> TRY IT:
Each entry shown below is to be reproduced exactly.

Records contained in a dataset:
━━━

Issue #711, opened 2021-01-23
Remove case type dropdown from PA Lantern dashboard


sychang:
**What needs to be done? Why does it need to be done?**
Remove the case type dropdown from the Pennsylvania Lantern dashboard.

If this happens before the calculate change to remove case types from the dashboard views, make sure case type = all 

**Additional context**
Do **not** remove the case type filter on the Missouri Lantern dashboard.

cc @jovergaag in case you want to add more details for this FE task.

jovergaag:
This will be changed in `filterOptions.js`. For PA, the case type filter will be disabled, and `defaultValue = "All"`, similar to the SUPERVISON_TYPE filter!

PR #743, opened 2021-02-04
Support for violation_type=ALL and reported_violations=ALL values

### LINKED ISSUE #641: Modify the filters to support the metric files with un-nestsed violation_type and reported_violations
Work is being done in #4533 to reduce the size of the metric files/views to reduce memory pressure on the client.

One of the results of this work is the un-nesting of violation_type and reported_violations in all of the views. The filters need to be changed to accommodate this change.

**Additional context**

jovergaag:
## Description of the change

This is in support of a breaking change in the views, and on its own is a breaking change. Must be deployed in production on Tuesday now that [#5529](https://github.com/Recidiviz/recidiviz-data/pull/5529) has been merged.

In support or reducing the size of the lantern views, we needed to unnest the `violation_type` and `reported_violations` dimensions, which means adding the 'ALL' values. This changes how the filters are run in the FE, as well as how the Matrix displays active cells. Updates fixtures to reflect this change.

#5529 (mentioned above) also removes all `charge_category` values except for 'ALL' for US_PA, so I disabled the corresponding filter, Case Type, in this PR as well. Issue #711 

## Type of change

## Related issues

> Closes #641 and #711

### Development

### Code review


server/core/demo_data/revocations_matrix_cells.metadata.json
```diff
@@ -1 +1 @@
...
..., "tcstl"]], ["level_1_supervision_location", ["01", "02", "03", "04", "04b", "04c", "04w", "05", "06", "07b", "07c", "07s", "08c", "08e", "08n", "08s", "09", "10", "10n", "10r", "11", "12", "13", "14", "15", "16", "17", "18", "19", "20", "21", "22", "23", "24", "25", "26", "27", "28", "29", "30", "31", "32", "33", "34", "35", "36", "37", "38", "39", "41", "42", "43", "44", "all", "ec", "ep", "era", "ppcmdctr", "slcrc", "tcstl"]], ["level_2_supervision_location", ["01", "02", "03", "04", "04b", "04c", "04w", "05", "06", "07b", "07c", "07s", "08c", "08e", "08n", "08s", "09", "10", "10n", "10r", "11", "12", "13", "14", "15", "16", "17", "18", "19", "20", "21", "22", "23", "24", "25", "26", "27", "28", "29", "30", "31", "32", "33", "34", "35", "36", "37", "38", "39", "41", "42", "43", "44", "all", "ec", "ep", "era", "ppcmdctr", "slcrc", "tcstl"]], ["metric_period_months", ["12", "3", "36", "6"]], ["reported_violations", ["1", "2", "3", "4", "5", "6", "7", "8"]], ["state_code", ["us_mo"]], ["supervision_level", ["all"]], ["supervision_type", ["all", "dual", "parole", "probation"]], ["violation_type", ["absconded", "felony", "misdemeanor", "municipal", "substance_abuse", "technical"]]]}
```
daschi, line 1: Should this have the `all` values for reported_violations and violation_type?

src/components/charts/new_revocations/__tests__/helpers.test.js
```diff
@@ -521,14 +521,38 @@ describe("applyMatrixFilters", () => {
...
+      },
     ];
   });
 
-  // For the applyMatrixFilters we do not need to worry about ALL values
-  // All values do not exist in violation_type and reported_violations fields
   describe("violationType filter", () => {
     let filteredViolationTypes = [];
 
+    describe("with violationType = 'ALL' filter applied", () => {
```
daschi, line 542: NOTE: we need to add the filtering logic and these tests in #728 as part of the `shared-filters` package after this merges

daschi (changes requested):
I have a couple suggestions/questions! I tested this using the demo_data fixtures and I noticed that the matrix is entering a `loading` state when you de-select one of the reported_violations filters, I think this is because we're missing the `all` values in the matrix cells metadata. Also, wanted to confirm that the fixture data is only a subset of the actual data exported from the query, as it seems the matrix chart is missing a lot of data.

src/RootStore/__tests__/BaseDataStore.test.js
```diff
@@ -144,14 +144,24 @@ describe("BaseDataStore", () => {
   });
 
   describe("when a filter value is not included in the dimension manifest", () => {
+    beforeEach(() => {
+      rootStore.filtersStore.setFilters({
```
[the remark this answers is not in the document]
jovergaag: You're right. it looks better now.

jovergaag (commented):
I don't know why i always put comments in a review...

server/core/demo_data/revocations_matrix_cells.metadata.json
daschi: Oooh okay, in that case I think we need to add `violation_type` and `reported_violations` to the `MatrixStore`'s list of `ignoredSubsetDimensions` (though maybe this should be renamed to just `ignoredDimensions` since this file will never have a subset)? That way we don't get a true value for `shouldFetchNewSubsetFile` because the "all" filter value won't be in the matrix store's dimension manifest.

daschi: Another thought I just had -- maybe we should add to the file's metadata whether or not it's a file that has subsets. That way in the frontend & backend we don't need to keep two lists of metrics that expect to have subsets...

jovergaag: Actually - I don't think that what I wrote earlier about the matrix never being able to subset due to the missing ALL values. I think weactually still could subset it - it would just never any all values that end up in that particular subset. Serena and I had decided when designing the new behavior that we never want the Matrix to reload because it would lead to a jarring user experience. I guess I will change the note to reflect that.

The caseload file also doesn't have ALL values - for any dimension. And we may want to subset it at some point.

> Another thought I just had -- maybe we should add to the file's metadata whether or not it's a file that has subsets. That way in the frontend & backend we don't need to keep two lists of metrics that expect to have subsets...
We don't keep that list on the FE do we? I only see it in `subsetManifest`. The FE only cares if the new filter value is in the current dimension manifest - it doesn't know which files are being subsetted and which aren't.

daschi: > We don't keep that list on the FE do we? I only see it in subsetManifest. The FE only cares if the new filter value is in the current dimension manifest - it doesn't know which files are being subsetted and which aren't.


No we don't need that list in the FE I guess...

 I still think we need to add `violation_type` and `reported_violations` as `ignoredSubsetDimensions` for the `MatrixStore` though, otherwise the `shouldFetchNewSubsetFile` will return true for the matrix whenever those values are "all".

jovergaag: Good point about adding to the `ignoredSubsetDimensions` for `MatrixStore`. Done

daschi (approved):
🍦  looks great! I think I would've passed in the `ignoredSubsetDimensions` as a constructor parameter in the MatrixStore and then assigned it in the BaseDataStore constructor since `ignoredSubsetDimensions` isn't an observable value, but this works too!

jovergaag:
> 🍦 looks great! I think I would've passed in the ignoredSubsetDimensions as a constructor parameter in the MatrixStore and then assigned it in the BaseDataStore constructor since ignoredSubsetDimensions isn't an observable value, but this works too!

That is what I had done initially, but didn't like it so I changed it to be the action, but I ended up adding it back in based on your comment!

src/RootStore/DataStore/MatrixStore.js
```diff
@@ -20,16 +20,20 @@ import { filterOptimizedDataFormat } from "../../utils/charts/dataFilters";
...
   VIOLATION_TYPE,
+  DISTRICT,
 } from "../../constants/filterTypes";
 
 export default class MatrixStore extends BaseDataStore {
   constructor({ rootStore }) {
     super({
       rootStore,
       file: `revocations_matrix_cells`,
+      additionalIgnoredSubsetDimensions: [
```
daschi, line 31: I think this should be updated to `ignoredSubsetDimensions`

━━━

> WRITTEN RESPONSE:
Issue #711, opened 2021-01-23
Remove case type dropdown from PA Lantern dashboard


sychang:
**What needs to be done? Why does it need to be done?**
Remove the case type dropdown from the Pennsylvania Lantern dashboard.

If this happens before the calculate change to remove case types from the dashboard views, make sure case type = all 

**Additional context**
Do **not** remove the case type filter on the Missouri Lantern dashboard.

cc @jovergaag in case you want to add more details for this FE task.

jovergaag:
This will be changed in `filterOptions.js`. For PA, the case type filter will be disabled, and `defaultValue = "All"`, similar to the SUPERVISON_TYPE filter!

PR #743, opened 2021-02-04
Support for violation_type=ALL and reported_violations=ALL values

### LINKED ISSUE #641: Modify the filters to support the metric files with un-nestsed violation_type and reported_violations
Work is being done in #4533 to reduce the size of the metric files/views to reduce memory pressure on the client.

One of the results of this work is the un-nesting of violation_type and reported_violations in all of the views. The filters need to be changed to accommodate this change.

**Additional context**

jovergaag:
## Description of the change

This is in support of a breaking change in the views, and on its own is a breaking change. Must be deployed in production on Tuesday now that [#5529](https://github.com/Recidiviz/recidiviz-data/pull/5529) has been merged.

In support or reducing the size of the lantern views, we needed to unnest the `violation_type` and `reported_violations` dimensions, which means adding the 'ALL' values. This changes how the filters are run in the FE, as well as how the Matrix displays active cells. Updates fixtures to reflect this change.

#5529 (mentioned above) also removes all `charge_category` values except for 'ALL' for US_PA, so I disabled the corresponding filter, Case Type, in this PR as well. Issue #711 

## Type of change

## Related issues

> Closes #641 and #711

### Development

### Code review


server/core/demo_data/revocations_matrix_cells.metadata.json
```diff
@@ -1 +1 @@
...
..., "tcstl"]], ["level_1_supervision_location", ["01", "02", "03", "04", "04b", "04c", "04w", "05", "06", "07b", "07c", "07s", "08c", "08e", "08n", "08s", "09", "10", "10n", "10r", "11", "12", "13", "14", "15", "16", "17", "18", "19", "20", "21", "22", "23", "24", "25", "26", "27", "28", "29", "30", "31", "32", "33", "34", "35", "36", "37", "38", "39", "41", "42", "43", "44", "all", "ec", "ep", "era", "ppcmdctr", "slcrc", "tcstl"]], ["level_2_supervision_location", ["01", "02", "03", "04", "04b", "04c", "04w", "05", "06", "07b", "07c", "07s", "08c", "08e", "08n", "08s", "09", "10", "10n", "10r", "11", "12", "13", "14", "15", "16", "17", "18", "19", "20", "21", "22", "23", "24", "25", "26", "27", "28", "29", "30", "31", "32", "33", "34", "35", "36", "37", "38", "39", "41", "42", "43", "44", "all", "ec", "ep", "era", "ppcmdctr", "slcrc", "tcstl"]], ["metric_period_months", ["12", "3", "36", "6"]], ["reported_violations", ["1", "2", "3", "4", "5", "6", "7", "8"]], ["state_code", ["us_mo"]], ["supervision_level", ["all"]], ["supervision_type", ["all", "dual", "parole", "probation"]], ["violation_type", ["absconded", "felony", "misdemeanor", "municipal", "substance_abuse", "technical"]]]}
```
daschi, line 1: Should this have the `all` values for reported_violations and violation_type?

src/components/charts/new_revocations/__tests__/helpers.test.js
```diff
@@ -521,14 +521,38 @@ describe("applyMatrixFilters", () => {
...
+      },
     ];
   });
 
-  // For the applyMatrixFilters we do not need to worry about ALL values
-  // All values do not exist in violation_type and reported_violations fields
   describe("violationType filter", () => {
     let filteredViolationTypes = [];
 
+    describe("with violationType = 'ALL' filter applied", () => {
```
daschi, line 542: NOTE: we need to add the filtering logic and these tests in #728 as part of the `shared-filters` package after this merges

daschi (changes requested):
I have a couple suggestions/questions! I tested this using the demo_data fixtures and I noticed that the matrix is entering a `loading` state when you de-select one of the reported_violations filters, I think this is because we're missing the `all` values in the matrix cells metadata. Also, wanted to confirm that the fixture data is only a subset of the actual data exported from the query, as it seems the matrix chart is missing a lot of data.

src/RootStore/__tests__/BaseDataStore.test.js
```diff
@@ -144,14 +144,24 @@ describe("BaseDataStore", () => {
   });
 
   describe("when a filter value is not included in the dimension manifest", () => {
+    beforeEach(() => {
+      rootStore.filtersStore.setFilters({
```
[the remark this answers is not in the document]
jovergaag: You're right. it looks better now.

jovergaag (commented):
I don't know why i always put comments in a review...

server/core/demo_data/revocations_matrix_cells.metadata.json
daschi: Oooh okay, in that case I think we need to add `violation_type` and `reported_violations` to the `MatrixStore`'s list of `ignoredSubsetDimensions` (though maybe this should be renamed to just `ignoredDimensions` since this file will never have a subset)? That way we don't get a true value for `shouldFetchNewSubsetFile` because the "all" filter value won't be in the matrix store's dimension manifest.

daschi: Another thought I just had -- maybe we should add to the file's metadata whether or not it's a file that has subsets. That way in the frontend & backend we don't need to keep two lists of metrics that expect to have subsets...

jovergaag: Actually - I don't think that what I wrote earlier about the matrix never being able to subset due to the missing ALL values. I think weactually still could subset it - it would just never any all values that end up in that particular subset. Serena and I had decided when designing the new behavior that we never want the Matrix to reload because it would lead to a jarring user experience. I guess I will change the note to reflect that.

The caseload file also doesn't have ALL values - for any dimension. And we may want to subset it at some point.

> Another thought I just had -- maybe we should add to the file's metadata whether or not it's a file that has subsets. That way in the frontend & backend we don't need to keep two lists of metrics that expect to have subsets...
We don't keep that list on the FE do we? I only see it in `subsetManifest`. The FE only cares if the new filter value is in the current dimension manifest - it doesn't know which files are being subsetted and which aren't.

daschi: > We don't keep that list on the FE do we? I only see it in subsetManifest. The FE only cares if the new filter value is in the current dimension manifest - it doesn't know which files are being subsetted and which aren't.


No we don't need that list in the FE I guess...

 I still think we need to add `violation_type` and `reported_violations` as `ignoredSubsetDimensions` for the `MatrixStore` though, otherwise the `shouldFetchNewSubsetFile` will return true for the matrix whenever those values are "all".

jovergaag: Good point about adding to the `ignoredSubsetDimensions` for `MatrixStore`. Done

daschi (approved):
🍦  looks great! I think I would've passed in the `ignoredSubsetDimensions` as a constructor parameter in the MatrixStore and then assigned it in the BaseDataStore constructor since `ignoredSubsetDimensions` isn't an observable value, but this works too!

jovergaag:
> 🍦 looks great! I think I would've passed in the ignoredSubsetDimensions as a constructor parameter in the MatrixStore and then assigned it in the BaseDataStore constructor since ignoredSubsetDimensions isn't an observable value, but this works too!

That is what I had done initially, but didn't like it so I changed it to be the action, but I ended up adding it back in based on your comment!

src/RootStore/DataStore/MatrixStore.js
```diff
@@ -20,16 +20,20 @@ import { filterOptimizedDataFormat } from "../../utils/charts/dataFilters";
...
   VIOLATION_TYPE,
+  DISTRICT,
 } from "../../constants/filterTypes";
 
 export default class MatrixStore extends BaseDataStore {
   constructor({ rootStore }) {
     super({
       rootStore,
       file: `revocations_matrix_cells`,
+      additionalIgnoredSubsetDimensions: [
```
daschi, line 31: I think this should be updated to `ignoredSubsetDimensions`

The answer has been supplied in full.